Não sou tão velho, ainda, que deva lamuriar-me dos tempos passados. Mas lembro-me bem que o Natal, festividade de marca fortemente religiosa, era também, e essencialmente, a festa da Família, o regressar a Casa e o encontro de Amigos. Era um período tranquilo, ausência de gente nas ruas dia 24, excepto os movimentos para a Missa do Galo, e dia 25 as deslocações entre Famílias visitando-se uns aos outros. Não só no Natal mas este hábito regular de visitar a casa dos nossos parentes ou amigos está em perca continuada.
Mas voltemos às tradições de Natal. Se apenas guardámos o jantar de Consoada com o Bacalhau cozido, do longo período de jejum que a Igreja impunha, rapidamente aceitámos a Peru que substituiu o famoso, e possivelmente mais saboroso, Capão de que Freamunde continua a manter como bandeira de qualidade gastronómica. O Peru é um produto recente que absorvemos com muita aceitação. Porque não se manteve a tradição imposta por vários gerações do peixe? Porque aceitámos tão bem o peru no lugar do capão? As respostas seriam longas…!
Ainda miúdo, e a viver na gloriosa província, tínhamos vários rituais associados à celebração do Natal. Um dos mais divertidos, e que só mais tarde entendi, era “embebedar” o peru. Este era alimentado com farelo e ortigas migadas e no dia da matança forçado a beber várias doses de aguardente intervaladas com nozes inteiras que também à força lhe eram introduzidas na boca, fechando-lhe o bico, e que ele era obrigado a engolir inteiras. Depois o espectáculo da pequenada que era assistir aos passos trôpegos e cambaleantes do bicho.
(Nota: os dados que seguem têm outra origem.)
PR #2396, opened 2021-01-06
[#2395] Upgrade to vert.x 3.9.5

sophokles73:
Sadly, this requires addition of RX Java libraries to the test scope as
described here:
https://github.com/vert-x3/wiki/wiki/3.9.5-Deprecations-and-breaking-changes#vertx-junit5-extensions

We could wait for 3.9.6 which supposedly will fix the issue above. However, I would rather take advantage of
the other fixes that come with 3.9.5 in the meantime and remove the additional dependencies again, once
3.9.6 is here.


calohmn:
I think we should also consider updating to Quarkus 1.10.5.Final, which also updates the vert.x dependency to 3.9.5.

sophokles73:
@calohmn we can update Quarkus in another PR, can't we?

calohmn:
sure

calohmn (approved):
LGTM

PR #2397, opened 2021-01-06
Fix usage of embedded cache with default config

calohmn:
Enable using an embedded cache for the device connection / command router service with the default options, without having to use a cache configuration file.


sophokles73 (approved):
LGTM

calohmn:
Also applied to the 1.5.x branch.

PR #2399, opened 2021-01-07
Add own CommandTargetMapper in Command Router

calohmn:
Thereby removing usage of the deprecated `org.eclipse.hono.client.CommandTargetMapper` class.

### DIFF
--- a/services/command-router/src/main/java/org/eclipse/hono/commandrouter/CommandTargetMapper.java
+++ b/services/command-router/src/main/java/org/eclipse/hono/commandrouter/CommandTargetMapper.java
@@ -1,0 +1,109 @@
+/*******************************************************************************
+ * Copyright (c) 2019, 2021 Contributors to the Eclipse Foundation
+ *
+ * See the NOTICE file(s) distributed with this work for additional
+ * information regarding copyright ownership.
+ *
+ * This program and the accompanying materials are made available under the
+ * terms of the Eclipse Public License 2.0 which is available at
+ * http://www.eclipse.org/legal/epl-2.0
+ *
+ * SPDX-License-Identifier: EPL-2.0
+ *******************************************************************************/
+
+package org.eclipse.hono.commandrouter;
+
+import org.eclipse.hono.adapter.client.registry.DeviceRegistrationClient;
+import org.eclipse.hono.client.ClientErrorException;
+import org.eclipse.hono.client.ServiceInvocationException;
+import org.eclipse.hono.commandrouter.impl.CommandTargetMapperImpl;
+import org.eclipse.hono.deviceconnection.infinispan.client.DeviceConnectionInfo;
+import org.eclipse.hono.util.DeviceConnectionConstants;
+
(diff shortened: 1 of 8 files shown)


services/command-router/src/main/java/org/eclipse/hono/commandrouter/impl/CommandTargetMapperImpl.java
```diff
@@ -0,0 +1,169 @@
...
+     * @param tracer The tracer instance.
+     * @throws NullPointerException if tracer is {@code null}.
+     */
+    public CommandTargetMapperImpl(final Tracer tracer) {
+        this.tracer = Objects.requireNonNull(tracer);
+    }
+
+    @Override
+    public void initialize(final DeviceRegistrationClient registrationClient, final DeviceConnectionInfo deviceConnectionInfo) {
+        this.registrationClient = registrationClient;
```
sophokles73, line 67: these should be checked for `null`, I guess

services/command-router/src/main/java/org/eclipse/hono/commandrouter/impl/CommandTargetMapperImpl.java
```diff
@@ -0,0 +1,169 @@
...
+
+    @Override
+    public final Future<JsonObject> getTargetGatewayAndAdapterInstance(final String tenantId, final String deviceId,
+            final SpanContext context) {
+        Objects.requireNonNull(tenantId);
+        Objects.requireNonNull(deviceId);
+
+        if (!initialized.get()) {
+            LOG.error("not initialized");
+            return Future.failedFuture(new ServerErrorException(HttpURLConnection.HTTP_INTERNAL_ERROR));
```
sophokles73, line 80: FMPOV this calls for an `IllegalStateException` (which will then be mapped to an internal error, I believe)

services/command-router/src/main/java/org/eclipse/hono/commandrouter/CommandTargetMapper.java
```diff
@@ -0,0 +1,111 @@
...
+
+/**
+ * A component for determining where a incoming command message should be targeted at when processing the message in a
+ * protocol adapter.
+ * <p>
+ * This refers to finding the <em>protocol adapter instance</em> that a device or gateway has connected to in order to
+ * receive a command message. Furthermore, it is determined to which <em>gateway</em> a command is to be mapped to or
+ * whether it will be sent to the target device directly.
+ * <p>
+ * For obtaining both information, the <em>getCommandHandlingAdapterInstances</em> operation of the Device Connection
```
sophokles73, line 36: isn't that an implementation detail from now on? I was under the impression that we are replacing the Device Connection API with the Command Router API ...

calohmn: Yes, good point. I've changed the javadoc now.

sophokles73 (approved):
LGTM

PR #2401, opened 2021-01-08
[#8] Fix display of Kafka-based API specifications.

b-abel:
This fixes a  404 in https://www.eclipse.org/hono/docs/api/kafka/ (resp. https://www.eclipse.org/hono/docs/dev/api/kafka/).

The content folder "kafka" needed an `_index.md` (chapter) file. I found no way to hide the chapter page from the menu while showing the child pages. This leads to a new level of pages in the menu which looks OK FMPOV.


site/documentation/content/api/kafka/_index.md
```diff
@@ -0,0 +1,9 @@
++++
+title="Kafka-based APIs"
+weight = 416
+chapter = true
++++
+
+# Kafka-based APIs
```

A morte só acontecia quando se pensava estar devidamente “anestesiado”.
Quando refiro este trágico percurso para os prazeres da mesa, não pretendo incentivar a manutenção desta tradição, talvez muito localizada. Mas tem a ver com a evolução e a alteração de tradições e, neste caso, do abandono do nosso capão castrado ou eunuco como recentemente o Duarte Calvão o referenciou. De repente, talvez cinquenta ou cem anos, mudámos os hábitos. Claro que as mudanças enfrentam sempre resistências. Não quero mais citar o abandono do peixe, a que a Igreja nos obrigava, tendo ficado na História o famoso banquete que D. Sebastião ofereceu a seu tio, e Rei de Castela, no qual a grande surpresa foi a ementa constituída por peixe em cerca de uma trintena de variedades. Filipe II surpreendido elogiou o repasto dizendo: “Mi Sobriño es el Señor de los Mares”. Se calhar o tio já pensava em herdar esses mares...!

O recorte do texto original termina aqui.